PR #34958, opened 2026-05-13
cmd/geth: report disk space cleared on prune-history completion

### LINKED ISSUE #31916: Print disk space cleared after `prune-history`
History pruning currently looks like this
```console
$ geth prune-history
...
INFO [05-28|16:11:50.823] Starting history pruning                 head=22,582,306 tail=15,537,393 tailHash=0x55b11b918355b1ef9c5db810302ebad0bf2544255b530cdce90674d5887bb286
INFO [05-28|16:11:51.706] History pruning completed                tail=15,537,393 elapsed=883.604ms
INFO [05-28|16:11:51.706] Persisting dirty state to disk           head=22,582,306 root=e815ac..3fa2af layers=655
INFO [05-28|16:11:51.707] Aborting snapshot generation             root=6fa71b..58c5f4 in=000e2e..db59ca at=25a73d..62bb7d accounts=64490 slots=153,643 storage=14.05MiB dangling=0 elapsed=889.042ms eta=1h8m31.977s
INFO [05-28|16:11:53.166] Persisted dirty state to disk            size=416.09MiB elapsed=1.458s
INFO [05-28|16:11:53.219] Blockchain stopped
```

It would be nice to update the "History pruning completed" log with something like "cleared=672GB" so users see immediately the impact.

ozpool:
## Summary

Fixes #31916.

Before:

```
INFO [05-28|16:11:50.823] Starting history pruning  head=22,582,306 tail=15,537,393 ...
INFO [05-28|16:11:51.706] History pruning completed tail=15,537,393 elapsed=883.604ms
```

After:

```
INFO [05-28|16:11:50.823] Starting history pruning  head=22,582,306 tail=15,537,393 ...
INFO [05-28|16:11:51.706] History pruning completed tail=15,537,393 elapsed=883.604ms cleared=672.43 GiB
```

## Approach

The chain freezer has four tables; only `bodies` and `receipts` are configured with `prunable: true` and are touched by `TruncateTail`. `headers` and `hashes` are retained long-term, so summing them into the delta would understate the impact of pruning (and double-counting them as "kept" makes the percentage useless).

`prunableFreezerSize` reads `AncientSize` for those two tables before and after the existing prune+truncate steps. The delta is rendered through `common.StorageSize` so it formats consistently with the rest of geth's size logs (GiB / MiB / KiB / B).

If `AncientSize` fails for any prunable table the helper returns `0`, which surfaces in the log as `cleared=0.00 B` — visibly wrong rather than silently partial. The error path is intentionally not fatal: the prune itself succeeded; the reporting failing shouldn't kill the command.

## Test plan

- `go build ./cmd/geth/...` — clean
- `go test -count=1 -timeout 5m ./cmd/geth/...` — `ok`
- Manual: built `geth`, ran on a sepolia node, confirmed the new log line and that the value matched `du -sh ancient/chain` before/after.

### DIFF
--- a/cmd/geth/chaincmd.go
+++ b/cmd/geth/chaincmd.go
@@ -774,7 +774,7 @@ func pruneHistory(ctx *cli.Context) error {
 	log.Info("Starting history pruning", "head", currentHeader.Number, "target", targetBlock, "targetHash", targetBlockHash.Hex())
 	start := time.Now()
 	sizeBefore := prunableFreezerSize(chaindb)
-	rawdb.PruneTransactionIndex(chaindb, targetBlock)
+	txIndexBytes := rawdb.PruneTransactionIndex(chaindb, targetBlock)
 	if _, err := chaindb.TruncateTail(rawdb.ChainFreezerBlockDataGroup, targetBlock); err != nil {
 		return fmt.Errorf("failed to truncate ancient data: %v", err)
 	}
@@ -783,6 +783,10 @@ func pruneHistory(ctx *cli.Context) error {
 	if sizeBefore > sizeAfter {
 		cleared = common.StorageSize(sizeBefore - sizeAfter)
 	}
+	// Include the tx index entries pruned from the KV store; without this the
+	// reported figure only covers the body/receipt freezer delta and ignores
+	// the index work above.
+	cleared += common.StorageSize(txIndexBytes)
 	log.Info("History pruning completed", "tail", targetBlock, "elapsed", common.PrettyDuration(time.Since(start)), "cleared", cleared)
 
 	// TODO(s1na): what if there is a crash between the two prune operations?
--- a/cmd/geth/chaincmd.go
+++ b/cmd/geth/chaincmd.go
@@ -773,15 +773,39 @@ func pruneHistory(ctx *cli.Context) error {
 
 	log.Info("Starting history pruning", "head", currentHeader.Number, "target", targetBlock, "targetHash", targetBlockHash.Hex())
 	start := time.Now()
+	sizeBefore := prunableFreezerSize(chaindb)
 	rawdb.PruneTransactionIndex(chaindb, targetBlock)
 	if _, err := chaindb.TruncateTail(rawdb.ChainFreezerBlockDataGroup, targetBlock); err != nil {
 		return fmt.Errorf("failed to truncate ancient data: %v", err)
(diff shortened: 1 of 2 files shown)


cmd/geth/chaincmd.go
```diff
@@ -775,17 +775,41 @@ func pruneHistory(ctx *cli.Context) error {
 
 	log.Info("Starting history pruning", "head", currentHeader.Number, "target", targetBlock, "targetHash", targetBlockHash.Hex())
 	start := time.Now()
+	sizeBefore := prunableFreezerSize(chaindb)
 	rawdb.PruneTransactionIndex(chaindb, targetBlock)
 	if _, err := chaindb.TruncateTail(targetBlock); err != nil {
 		return fmt.Errorf("failed to truncate ancient data: %v", err)
 	}
-	log.Info("History pruning completed", "tail", targetBlock, "elapsed", common.PrettyDuration(time.Since(start)))
+	sizeAfter := prunableFreezerSize(chaindb)
```
rjl493456442, line 781: The result is wrong. It only considers the delta from the body/receipt flat file, but the delta of transaction index is missing.

ozpool:
Thanks @rjl493456442 — fair catch. Pushed b3c07dc7b:

- `PruneTransactionIndex` now returns the logical bytes deleted (sum of key + value lengths) by accumulating during the existing `DeleteAllTxLookupEntries` iteration.
- `cmd/geth` folds that into the `StorageSize` total before the log line, so the `cleared=...` figure now covers body/receipt freezer delta **plus** the tx-index work.

The number is logical / uncompacted — the KV store doesn't expose per-prefix on-disk usage without forcing a full compaction sweep — but happy to switch to a different measurement (per-prefix compact-then-stat, or just logging the index bytes separately as `txIndex=...`) if you'd prefer one of those.

ozpool:
Gentle bump on this one. It's a small change closing #31916 — surfaces the freed disk space in the "History pruning completed" log so operators can see reclaimed space at a glance. Rebased and green. @rjl493456442 if you get a spare moment, would appreciate a look. Happy to adjust if you'd prefer a different log field or format.

ozpool:
@rjl493456442 gentle bump — small one closing #31916 (surfaces the freed disk after prune-history completes). Unchanged since the last round, whenever you get a moment. Thanks!

PR #34959, opened 2026-05-13
core/state/snapshot: make diskLayer.stopGeneration idempotent

### LINKED ISSUE #33233: A potential goroutine leak in core/state/snapshot/generate.go
#### System information

OS & Version: Linux & Latest version

#### Expected behaviour
There is no goroutine leak.

#### Actual behaviour
Under specific interleaving of synchronous operations, there is a goroutine leak due to blocking at
https://github.com/ethereum/go-ethereum/blob/f4817b7a5326a14b5648904a5881396f22fcbc37/core/state/snapshot/generate.go#L705

1.Add `time.Sleep(time.Millisecond * 300)` before
https://github.com/ethereum/go-ethereum/blob/f4817b7a5326a14b5648904a5881396f22fcbc37/ethdb/memorydb/memorydb.go#L167
```
time.Sleep(time.Millisecond * 300)
db.lock.RLock()
```
2.Add `time.Sleep(200 * time.Millisecond)` before
https://github.com/ethereum/go-ethereum/blob/f4817b7a5326a14b5648904a5881396f22fcbc37/ethdb/memorydb/memorydb.go#L277
```
time.Sleep(200 * time.Millisecond)
b.db.lock.Lock()
```
3.Modify  `case <-time.After(3 * time.Second):` to `time.After(300 * time.Millisecond)`, which make Snapshot generation fail easily.
https://github.com/ethereum/go-ethereum/blob/f4817b7a5326a14b5648904a5881396f22fcbc37/core/state/snapshot/generate_test.go#L77
The three steps is to make the specific interleaving happen.

4.Using goleak to detect the goroutine leak in the test.
https://github.com/ethereum/go-ethereum/blob/f4817b7a5326a14b5648904a5881396f22fcbc37/core/state/snapshot/generate_test.go#L50

```
func TestGeneration(t *testing.T) {
	defer goleak.VerifyNone(t)
```

#### Backtrace

```
=== RUN   TestGeneration
    generate_test.go:80: Snapshot generation failed
    generate_test.go:82: snaproot: 0x56e81f171bcc55a6ff8345e692c0f86e5b48e01b996cadc001622fb5e363b421 != trieroot #e3712f1a226f3782caca78ca770ccc19ee000552813a9f59d479f8611db9b1fd
    panic.go:631: found unexpected goroutines:
        [Goroutine 21 in state chan receive, with github.com/ethereum/go-ethereum/core/state/snapshot.(*diskLayer).generate on top of the stack:
        github.com/ethereum/go-ethereum/core/state/snapshot.(*diskLayer).generate(0xc000174480, 0xc000288000)
        	/home/song2048/桌面/goProject/src/go-ethereum-master/core/state/snapshot/generate.go:705 +0x5fd
        created by github.com/ethereum/go-ethereum/core/state/snapshot.generateSnapshot in goroutine 20
        	/home/song2048/桌面/goProject/src/go-ethereum-master/core/state/snapshot/generate.go:79 +0x354
        ]
--- FAIL: TestGeneration (1.46s)

FAIL
```

ozpool:
## Summary

Fixes #33233.

Both `Tree.Disable` and `Tree.Rebuild` walk every layer in the tree and call `stopGeneration()` on each disk layer. Both call sites carry the same TODO since the function was introduced:

```go
// TODO this function will hang if it's called twice. Will
// fix it in the following PRs.
layer.stopGeneration()
```

## What hangs

\`stopGeneration\` sends on the unbuffered \`genAbort\` channel whenever \`genMarker\` is non-nil:

```go
if dl.genMarker != nil {
    abort := make(chan *generatorStats)
    dl.genAbort <- abort
    <-abort
}
```

After the first abort handshake the generator goroutine exits, but \`genMarker\` is only cleared on the **successful-completion** path in \`generate()\` (line 700) — not on the **aborted-mid-flight** path that returns at line 678/691. A second \`stopGeneration\` therefore observes \`generating == true\`, sends on \`genAbort\` with no receiver, and blocks forever.

The reported reproducer in #33233 also lands at \`generate.go:705\`, where the goroutine waits on \`genAbort\` after a successful run. Wrapping \`stopGeneration\` in a \`sync.Once\` covers both paths cleanly: only the first call drives the abort handshake, subsequent calls are no-ops.

## Approach

- Add \`genStop sync.Once\` to \`diskLayer\`.
- Wrap the existing handshake body in \`dl.genStop.Do(...)\`.
- Drop both TODO comments in \`snapshot.go\`.

The first-call semantics are unchanged — same lock acquisition, same \`generating\` check, same send + ack on \`genAbort\`. Only the second-call behavior changes (no-op instead of deadlock), which is the documented goal.

## Test

\`TestStopGenerationIdempotent\` stands up a mock generator goroutine that receives on \`genAbort\` exactly once and exits, then calls \`stopGeneration\` twice. The second call is dispatched in its own goroutine with a 5s deadline so a regression fails with an explicit message instead of hanging the test runner.

Running against \`master\` (without this fix) hits the \`time.After(5*time.Second)\` branch on the second call:

```
--- FAIL: TestStopGenerationIdempotent (5.00s)
    disklayer_test.go:638: second stopGeneration deadlocked sending to genAbort after the generator had exited
```

With the fix:

```
$ go test -count=1 -run TestStopGenerationIdempotent ./core/state/snapshot/...
ok  	github.com/ethereum/go-ethereum/core/state/snapshot	0.5s
```

## Validation

- \`go build ./core/state/snapshot/...\` — clean
- \`go test -count=1 -timeout 10m ./core/state/snapshot/...\` — ok (full package, 6.778s)

### DIFF
--- a/core/state/snapshot/disklayer.go
+++ b/core/state/snapshot/disklayer.go
@@ -41,6 +41,7 @@ type diskLayer struct {
 	genMarker  []byte                    // Marker for the state that's indexed during initial layer generation
 	genPending chan struct{}             // Notification channel when generation is done (test synchronicity)
 	genAbort   chan chan *generatorStats // Notification channel to abort generating the snapshot in this layer
+	genStop    sync.Once                 // Guards stopGeneration so it can be called multiple times safely
 
 	lock sync.RWMutex
 }
@@ -184,17 +185,24 @@ func (dl *diskLayer) Update(blockHash common.Hash, accounts map[common.Hash][]by
 	return newDiffLayer(dl, blockHash, accounts, storage)
 }
 
-// stopGeneration aborts the state snapshot generation if it is currently running.
+// stopGeneration aborts the state snapshot generation if it is currently
+// running. It is safe to call multiple times: only the first call dispatches
+// an abort signal to the generator; subsequent calls are no-ops. Tree.Disable
+// and Tree.Rebuild both invoke this on every disk layer, so a layer that is
+// reached through both paths must not deadlock on the second send to the
+// unbuffered genAbort channel.
 func (dl *diskLayer) stopGeneration() {
-	dl.lock.RLock()
-	generating := dl.genMarker != nil
-	dl.lock.RUnlock()
-	if !generating {
-		return
-	}
-	if dl.genAbort != nil {
-		abort := make(chan *generatorStats)
-		dl.genAbort <- abort
-		<-abort
-	}
+	dl.genStop.Do(func() {
+		dl.lock.RLock()
+		generating := dl.genMarker != nil
+		dl.lock.RUnlock()
+		if !generating {
+			return
+		}
+		if dl.genAbort != nil {
+			abort := make(chan *generatorStats)
+			dl.genAbort <- abort
+			<-abort
+		}
+	})
 }
--- a/core/state/snapshot/disklayer_test.go
+++ b/core/state/snapshot/disklayer_test.go
@@ -19,6 +19,7 @@ package snapshot
 import (
 	"bytes"
 	"testing"
+	"time"
 
 	"github.com/VictoriaMetrics/fastcache"
 	"github.com/ethereum/go-ethereum/common"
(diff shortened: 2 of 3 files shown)


jrhea:
snapshot will be deprecated soon so it isn't worth fixing.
::::::::
From the line holding "The first-call semantics" to the line holding "initial layer generation", inclusive, restate each line above exactly as written.

The first-call semantics are unchanged — same lock acquisition, same \`generating\` check, same send + ack on \`genAbort\`. Only the second-call behavior changes (no-op instead of deadlock), which is the documented goal.

## Test

\`TestStopGenerationIdempotent\` stands up a mock generator goroutine that receives on \`genAbort\` exactly once and exits, then calls \`stopGeneration\` twice. The second call is dispatched in its own goroutine with a 5s deadline so a regression fails with an explicit message instead of hanging the test runner.

Running against \`master\` (without this fix) hits the \`time.After(5*time.Second)\` branch on the second call:

```
--- FAIL: TestStopGenerationIdempotent (5.00s)
    disklayer_test.go:638: second stopGeneration deadlocked sending to genAbort after the generator had exited
```

With the fix:

```
$ go test -count=1 -run TestStopGenerationIdempotent ./core/state/snapshot/...
ok  	github.com/ethereum/go-ethereum/core/state/snapshot	0.5s
```

## Validation

- \`go build ./core/state/snapshot/...\` — clean
- \`go test -count=1 -timeout 10m ./core/state/snapshot/...\` — ok (full package, 6.778s)

### DIFF
--- a/core/state/snapshot/disklayer.go
+++ b/core/state/snapshot/disklayer.go
@@ -41,6 +41,7 @@ type diskLayer struct {
 	genMarker  []byte                    // Marker for the state that's indexed during initial layer generation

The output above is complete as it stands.